Iterations        = 501:1:1500
Number of chains  = 8
Samples per chain = 1000
Wall duration     = 7.53 seconds
Compute duration  = 5.56 seconds
parameters        = α, β, σ
internals         = n_steps, is_accept, acceptance_rate, log_density, hamiltonian_energy, hamiltonian_energy_error, max_hamiltonian_energy_error, tree_depth, numerical_error, step_size, nom_step_size, lp, logprior, loglikelihood

Use `describe(chains)` for summary statistics and quantiles.

We can use Pathfinder's estimate of the metric and only perform enough warm-up to tune the step size.

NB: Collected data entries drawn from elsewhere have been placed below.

PR #11329, opened 2025-07-16
refactor(kit): skip `writeValue` for textfield if new value already equals to current control value

nsbarsukov:
## Why ?

1. Open https://taiga-ui.dev/components/input-time
2. Textfield is empty & control is `null`
3. Textfield contains `12` & control is still `null`
4. Form control is patched by `null`

**Previous behavior:** textfield is empty
**New behavior:** textfield contains `12`


waterplea (approved):

projects/kit/components/combo-box/combo-box.directive.ts
```diff
@@ -134,8 +134,10 @@ export class TuiComboBox<T>
     }
 
     public override writeValue(value: T | string | null): void {
-        super.writeValue(value);
-        this.textfield.value.set(this.stringify(value));
+        if (value !== this.value()) {
+            super.writeValue(value);
+            this.textfield.value.set(this.stringify(value));
```
nsbarsukov: But what is about `formControl.reset` ?

splincode: Is this covered by some cypress tests to make sure everything works better than before?

nsbarsukov: - https://github.com/taiga-family/taiga-ui/pull/11366

**TODO**: rebase current branch onto `main` after its merge

PR #11412, opened 2025-07-24
test: add component test for check compatibility tuiTable with tuiTextfield

splincode:


projects/demo-cypress/src/tests/textfield-in-table.cy.ts
```diff
@@ -0,0 +1,104 @@
...
+    class Test {
+        protected readonly input = new PolymorpheusComponent(MyInputTextfield);
+        protected readonly select = new PolymorpheusComponent(MySelectTextfield);
+    }
+
+    beforeEach(() => {
+        cy.mount(Test);
+    });
+
+    it('inherit table appearance inside tuiTable for textfield', () => {
```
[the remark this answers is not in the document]
splincode: fixed

mdlufy (approved):

projects/demo-cypress/src/tests/textfield-in-table.cy.ts
```diff
@@ -0,0 +1,91 @@
...
+})
+class Test {
+    protected readonly input = new PolymorpheusComponent(MyInputTextfield);
+    protected readonly select = new PolymorpheusComponent(MySelectTextfield);
+}
+
+describe('TuiTable and TuiTextfield', () => {
+    beforeEach(() => cy.mount(Test));
+
+    it('should inherit table appearance inside tuiTable for textfield', () => {
```
waterplea, line 88: Can we also add other textfield-like components such as textarea and input-chip? InputCardGroup? Although I'm not sure about the last one, it doesn't make much sense to put in a table.

splincode: sure, I can open separate PR

PR #11425, opened 2025-07-25
refactor(addon-doc): drop `any` keyword

splincode:


projects/addon-doc/utils/clean-object.ts
```diff
@@ -5,9 +5,9 @@ export type TuiDeepPartial<T> = {
 type EmptyValue = '' | null | undefined;
 
 function checkValueIsEmpty<T>(value: EmptyValue | T): value is EmptyValue {
-    const nextValue: any = typeof value === 'string' ? value.trim() : value;
-
-    return ['', NaN, null, undefined].includes(nextValue);
+    return typeof value === 'string'
```
mdlufy: may be use tuiIsString or it's deprecated approach?

mdlufy (approved):

projects/addon-doc/utils/clean-object.ts
splincode: fixed

PR #11427, opened 2025-07-25
refactor(cdk): do not use `EMPTY_QUERY` in the future

splincode:


mdlufy (approved):

projects/cdk/constants/empty.ts
```diff
@@ -15,6 +15,7 @@ const rect = {
  * For type safety when using @ContentChildren and @ViewChildren
  *
  * NOTE: Be careful subscribing to 'changes'
+ * @deprecated use viewChild(), viewChildren(), contentChild() and contentChildren() for strict type checking
```
mdlufy, line 18: What's problem with typing, provide negative example, please

splincode: Image

waterplea (approved):

PR #11436, opened 2025-07-28
feat(kit): supports configuration of initial zoom coefficient in preview

### LINKED ISSUE #11132: 🚀 - `Preview` supports configuration of initial zoom coefficient
### Description

Now, `Preview` is always initially opened as 80% height of full page size
https://github.com/taiga-family/taiga-ui/blob/507d44da0071fc32101b9ca193e2beeb9cd87f6e/projects/kit/components/preview/preview.component.ts#L27

Size of the content (when it takes 80% height of the full page size) becomes min possible scale coefficient for zoom controller.

**The task – possibility to open content with initial zoom more than possible one.**

__

For example, open this example
https://taiga-ui.dev/components/preview#full-preview

A4 page takes 80% height of the page and zoom controller is set to 55% (min possible one).
We need to have possibility to open A4 page with following condition: A4 page content takes 100% page and zoom is initially set to 69% (55% is still min possible coefficient).

Image

Farbaks:
Fixes #11132 

### Description
- Support configuration of initial zoom coefficient value

### DIFF
--- a/projects/kit/components/preview/preview.component.ts
+++ b/projects/kit/components/preview/preview.component.ts
@@ -92,7 +92,7 @@ export class TuiPreviewComponent {
     public rotatable = false;
 
     @Input()
-    public initialScaleCoef = 0.8;
+    public initialScale = 0.8;
 
     protected rotate(): void {
         this.rotation$.next(this.rotation$.value - ROTATION_ANGLE);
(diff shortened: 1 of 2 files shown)


Farbaks:
PS: Went with the Input() implementation over the DI, because the DI was going to be an unnecessarily more complex implementation due to how the Preview component is current being used through the Preview Dialog component.

splincode (approved):

projects/kit/components/preview/preview.component.ts
```diff
@@ -92,6 +91,9 @@ export class TuiPreviewComponent {
     @Input()
     public rotatable = false;
 
+    @Input()
+    public initialScaleCoef = 0.8;
```
waterplea: Let's drop Coef from the name

waterplea (approved):

PR #14876, opened 2026-09-01
fix(addon-mobile): mobile dropdown sheet reliably reopens after dismiss

mdlufy:
Mobile `tuiDropdownHover` renders as a sheet dialog. Dismissing the sheet completes the dialog but not the launcher's stream (`tuiIfMap` swallows it), so the dropdown itself wasn't closed — it relied on the mobile hover-reset (`mouseover(backdrop)` → `isHovered=false`), whose event ordering is browser-dependent. In Chrome this wedged after a few open/close cycles and the sheet stopped reopening. Safari was fine.

Fix: close the dropdown when the sheet dialog completes, so `ref` clears and the hover state resets, letting it reopen reliably on the next tap. Scoped to the mobile launcher `TuiDropdownSheetComponent`; where the hover-reset already worked the extra `toggle(false)` is a no-op, so desktop and Safari are unchanged.

Verified on real Chrome and Safari.

### DIFF
--- a/projects/addon-mobile/directives/dropdown-sheet/dropdown-sheet.component.ts
+++ b/projects/addon-mobile/directives/dropdown-sheet/dropdown-sheet.component.ts
@@ -10,6 +10,7 @@ import {TuiSheetDialogService} from '@taiga-ui/addon-mobile/components/sheet-dia
 import {tuiIfMap} from '@taiga-ui/cdk/observables';
 import {TuiDropdownDirective} from '@taiga-ui/core/portals/dropdown';
 import {PolymorpheusOutlet} from '@taiga-ui/polymorpheus';
+import {finalize} from 'rxjs';
 
 import {TuiDropdownSheet} from './dropdown-sheet.directive';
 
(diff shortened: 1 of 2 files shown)


mdlufy:
Closing in favor of #14892.

This PR started from a misdiagnosis ("mobile sheet closes on hover"). Investigation showed two separate things:

- The **device-reproducible bug** — the mobile dropdown sheet not reopening after a few open/close cycles in Chrome — is fixed in #14892 (`finalize` → close the dropdown when the sheet dialog completes). Verified on real Chrome and Safari, with a regression test.
- The **CI E2E failure** of `Closes dropdown on click on overlay` on webkit/firefox is a separate issue: the hover-driven mobile sheet closes on `mouseover` of the overlay (an effect of #14868 where focus isn't in the dropdown zone), so Playwright can't complete the click. The zone-attachment approaches tried here did not fix webkit and regressed Safari, so this direction is abandoned. To be handled separately (either a more robust E2E interaction or a targeted look at #14868 on webkit).

PR #14884, opened 2026-09-02
feat(core): support ShrinkWrap in Hint

### LINKED ISSUE #14881: 🚀 - support ShrinkWrap for balanced tooltip width
## Description

`TuiHint` has a fixed `max-width`, so multiline text can sometimes look visually unbalanced.

For example, when we need to prevent hanging prepositions in Russian typography, using explicit `<br>` produces undesirable results: the hint keeps its maximum width while the text itself occupies a much narrower area.

Without explicit line breaks, browser wrapping can also produce an uneven "Christmas tree" shape.

Example:

```text
Информация о сотруднике доступна только
для пользователей с соответствующими
правами доступа
```

Instead of using `<br>`, non-breaking spaces (`&nbsp;` / `U+00A0`) can be used in places where a line break should not happen.

However, it would be useful if `TuiHint` could also shrink its container to the actual balanced text width.

## Proposed solution

Consider applying `TuiShrinkWrap` to `TuiHint`, similarly to how it is currently used in `TuiToast`.

This could allow hints to:

* keep the configured maximum width;
* shrink to a more natural content width;
* produce more visually balanced multiline text;
* avoid using hardcoded `<br>` for visual formatting.

## Reproduction

Current behavior with `max-width: 20rem`:

1. Text with natural wrapping can produce uneven line lengths.
2. Adding `<br>` improves the line breaks but leaves unnecessary empty horizontal space inside the hint.
3. Using non-breaking spaces prevents undesirable breaks but does not solve the container width itself.

Image

## Expected behavior

The hint should keep its maximum width constraint but shrink to a balanced intrinsic width when the content does not need the full available width.

It would also be useful to add this case to the Hint demo as an example of long multiline text with non-breaking spaces.

splincode:
Fixes #14881


projects/core/portals/hint/hint.component.ts
```diff
@@ -51,18 +56,22 @@ const ARROW_OFFSET = 22;
...
     selector: 'tui-hint',
-    imports: [PolymorpheusOutlet],
+    imports: [PolymorpheusOutlet, TuiShrinkWrap],
     template: `
         <ng-content />
-        <span
-            *polymorpheusOutlet="content() as text; context: hint.context()"
-            [innerHTML]="text"
-        ></span>
+        @if (content()) {
```
waterplea: Why `@if` and what about `<ng-content />`? Shouldn't it wrap the whole thing?

projects/core/portals/hint/hint.component.ts
```diff
@@ -90,6 +99,11 @@ export class TuiHintComponent {
         ?.getAttribute('tuiTheme');
 
     protected readonly appearance = tuiAppearance(this.hint.appearance);
+    protected readonly maxWidth = tuiDirectiveBinding(
+        TuiShrinkWrapDirective,
+        'tuiShrinkWrap',
+        'min(20rem, calc(100% - 1rem))',
```
waterplea: These things are typically static, I wonder if we should use DI for defauilt value/options instead

waterplea (commented):
For some reason the width gets balanced only after the pop-in animation plays out

projects/core/portals/hint/hint.component.ts
splincode: Fixed

projects/core/portals/hint/hint.component.ts
splincode: Fixed

projects/core/portals/hint/hint.component.ts
```diff
@@ -51,17 +53,28 @@ const ARROW_OFFSET = 22;
...
-    imports: [PolymorpheusOutlet],
+    imports: [PolymorpheusOutlet, TuiShrinkWrap],
     template: `
         <ng-content />
-        <span
-            *polymorpheusOutlet="content() as text; context: hint.context()"
-            [innerHTML]="text"
-        ></span>
+
+        @if (text(); as text) {
```
waterplea: Why do we have to differentiate between text and template?

splincode: Because TuiShrinkWrap currently wraps its projected content in a `<span>`. A template can contain block elements, and wrapping such content changed the existing Hint layout, it caused visual regressions in the mobile/custom Hint screenshot tests.

For plain text this is safe and covers the use case from the issue, so I limited ShrinkWrap to string content. Supporting arbitrary template content would probably require making TuiShrinkWrap itself safe for block content, which feels like a separate change.

waterplea: I don't like this, let's roll it back to be always enabled and later I'll think about how to keep it safe for custom templates

splincode: Done, rolled it back

PR #14888, opened 2026-09-02
feat(kit): `LineClamp` improve performance

### LINKED ISSUE #12696: 🚀 - Improving the performance of the tui-line-clamp component
### Description

The current implementation of the `LineClamp` component triggers layout calculations immediately on render. When many instances of `LineClamp` are present on the page (for example, in a table), this causes significant performance issues due to multiple reflows during initial rendering.
See the attached performance screenshot:
Image

### **Proposed Solution**

Instead of performing the overflow calculation during initial render, defer this calculation until a meaningful interaction occurs — when the user hovers over the component.

This would remove unnecessary reflows during initial paint.

### **Notes**

The `overflowChange` output may need reconsideration. A possible optimization: only emit it if there is at least one active subscriber for this output.

### **Alternative Idea**

Extract the overflow calculation into a separate directive so it only runs for components that actually need it (e.g., those with subscribers to `overflowChange`).

vladimirpotekhin:
Fixes #12696

### DIFF
--- a/projects/kit/components/line-clamp/line-clamp.style.less
+++ b/projects/kit/components/line-clamp/line-clamp.style.less
@@ -18,3 +18,15 @@
     overflow: hidden;
     overflow-wrap: anywhere;
 }
+
+@supports (animation-timeline: --name) {
+    @keyframes tuiEmpty {
+        /* comment so that the preprocessor doesn't delete it */
+    }
+
+    .t-wrapper {
+        max-block-size: inherit; // makes the wrapper itself overflow, otherwise detection would depend on `_overflown` it sets
+        animation-name: tuiEmpty, tuiEmpty;
+        animation-timeline: scroll(self block), scroll(self inline);
+    }
+}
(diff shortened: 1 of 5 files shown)


projects/kit/components/line-clamp/line-clamp.style.less
```diff
@@ -18,3 +18,15 @@
     overflow: hidden;
     overflow-wrap: anywhere;
 }
+
+@supports (animation-timeline: --name) {
+    @keyframes tuiEmpty {
```
waterplea, line 23: Maybe we should create global `@tuiDummy` so we can use both here and in tuiPresent?

waterplea (approved):

projects/kit/components/line-clamp/line-clamp.style.less
vladimirpotekhin: ok, I'll do it in a separate pr

nsbarsukov (approved):

Bykiev:
Can you please cherry-pick thees changes to v4 too?

waterplea:
Yes, we will by the next week's release

PR #14889, opened 2026-09-02
fix(kit): `InputFiles` support `accept` / `maxFileSize` validation with signal forms

nsbarsukov:
### Problem 1

```html
<label tuiInputFiles>
  <input
    multiple
    tuiInputFiles
    [accept]="accept()"
    [formField]="f.files"
    [maxFileSize]="maxFileSize()"
    (reject)="onFieldReject($event)"
  />
</label>
```

throws

```
ERROR TypeError: control?.getError is not a function
    at tuiFilesRejected (files.utils.ts:11:37)
    at input-files.directive.ts:54:23
    at map.js:7:37
    at OperatorSubscriber2._this._next (OperatorSubscriber.js:15:21)
    at Subscriber2.next (Subscriber.js:34:18)
    at switchMap.js:14:159
    at OperatorSubscriber2._this._next (OperatorSubscriber.js:15:21)
    at Subscriber2.next (Subscriber.js:34:18)
    at distinctUntilChanged.js:15:28
    at OperatorSubscriber2._this._next (OperatorSubscriber.js:15:21)
```

### Problem 2
After fixing the 1st problem
```ts
it('a file of the wrong format is shown as rejected, not as accepted', () => {
    cy.get('@input').selectFile(NOT_AN_IMAGE, {force: true});

    cy.get('#rejected tui-file').should('have.length', 1);
    // [...]
});
```

```
AssertionError: Timed out retrying after 10000ms: 
Expected to find element: `#rejected tui-file`, but never found it.
```

___

```ts
it('a file over the size limit is shown as rejected, not as accepted', () => {
    cy.get('@input').selectFile(HUGE_IMAGE, {force: true});

    cy.get('#rejected tui-file').should('have.length', 1);
    // [...]
});
```

```
AssertionError: 
Timed out retrying after 10000ms:
Expected to find element: `#rejected tui-file`, but never found it.
```

Relates:

### DIFF
--- a/projects/kit/components/files/input-files/input-files-validator.directive.ts
+++ b/projects/kit/components/files/input-files/input-files-validator.directive.ts
@@ -1,9 +1,10 @@
 import {Directive, inject, type OnChanges, type OnInit} from '@angular/core';
 import {
-    AbstractControl, NG_VALIDATORS,
+    type AbstractControl,
+    NG_VALIDATORS,
     type ValidationErrors,
     type ValidatorFn,
-    Validators
+    Validators,
 } from '@angular/forms';
 import {TuiValidator} from '@taiga-ui/cdk/directives/validator';
 import {tuiProvide} from '@taiga-ui/cdk/utils/di';
@@ -27,8 +28,8 @@ export class TuiInputFilesValidator extends TuiValidator implements OnInit, OnCh
     public accept = this.options.accept;
     public maxFileSize = this.options.maxFileSize;
 
-    public override validate = 
-        (control: AbstractControl): ValidationErrors | null => this.validator(control);
+    public override validate = (control: AbstractControl): ValidationErrors | null =>
+        this.validator(control);
 
     public override ngOnChanges(): void {
         this.update();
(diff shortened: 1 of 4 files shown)


waterplea (approved):

projects/kit/components/files/input-files/input-files-validator.directive.ts
```diff
@@ -30,7 +40,7 @@ export class TuiInputFilesValidator extends TuiValidator implements OnInit, OnCh
     }
 
     private update(): void {
-        this.validate =
```
nsbarsukov, line 33: Earlier I wrote that signal forms aren't compatible with `NG_VALIDATORS`.
That's still the case — I wrote about it here and provided proof with a sandbox
https://github.com/angular/angular/issues/66232#issuecomment-5069162406

But it turned out that `NG_VALIDATORS` doesn't work if there's **no custom** `NG_VALUE_ACCESSOR` above it.
And if there is one, then it works
Here you can check out the logs in the console
https://stackblitz.com/edit/ng-signal-form-template-driven-validator-without-cva?file=src%2Fdumb-cva.ts

**BUT!** You can't overwrite it. Under the hood Angular only binds this method once.
If you overwrite the property at runtime, it ignores the overwrite.

vladimirpotekhin (approved):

inv_metric = result_multi.pathfinder_results[1].fit_distribution.Σ
metric = Pathfinder.RankUpdateEuclideanMetric(inv_metric)
kernel = HMCKernel(Trajectory{MultinomialTS}(Leapfrog(0.0), GeneralisedNoUTurn()))
adaptor = StepSizeAdaptor(0.8, 1.0)  # adapt only the step size
nuts = AdvancedHMC.HMCSampler(kernel, metric, adaptor)

n_adapts = 50
n_draws = 1_000
chns = sample(
    model,
    externalsampler(nuts),
    MCMCThreads(),
    n_draws + n_adapts,
    n_chains;
    n_adapts,
    init_params,
    progress=false,
)[n_adapts + 1:end, :, :]  # drop warm-up draws
Chains MCMC chain (1000×18×8 Array{Float64, 3}):

Iterations        = 51:1:1050
Number of chains  = 8
Samples per chain = 1000
Wall duration     = 3.19 seconds
Compute duration  = 2.69 seconds
parameters        = α, β, σ
internals         = n_steps, is_accept, acceptance_rate, log_density, hamiltonian_energy, hamiltonian_energy_error, max_hamiltonian_energy_error, tree_depth, numerical_error, step_size, nom_step_size, is_adapt, lp, logprior, loglikelihood

Use `describe(chains)` for summary statistics and quantiles.

See Initializing HMC with Pathfinder for further examples.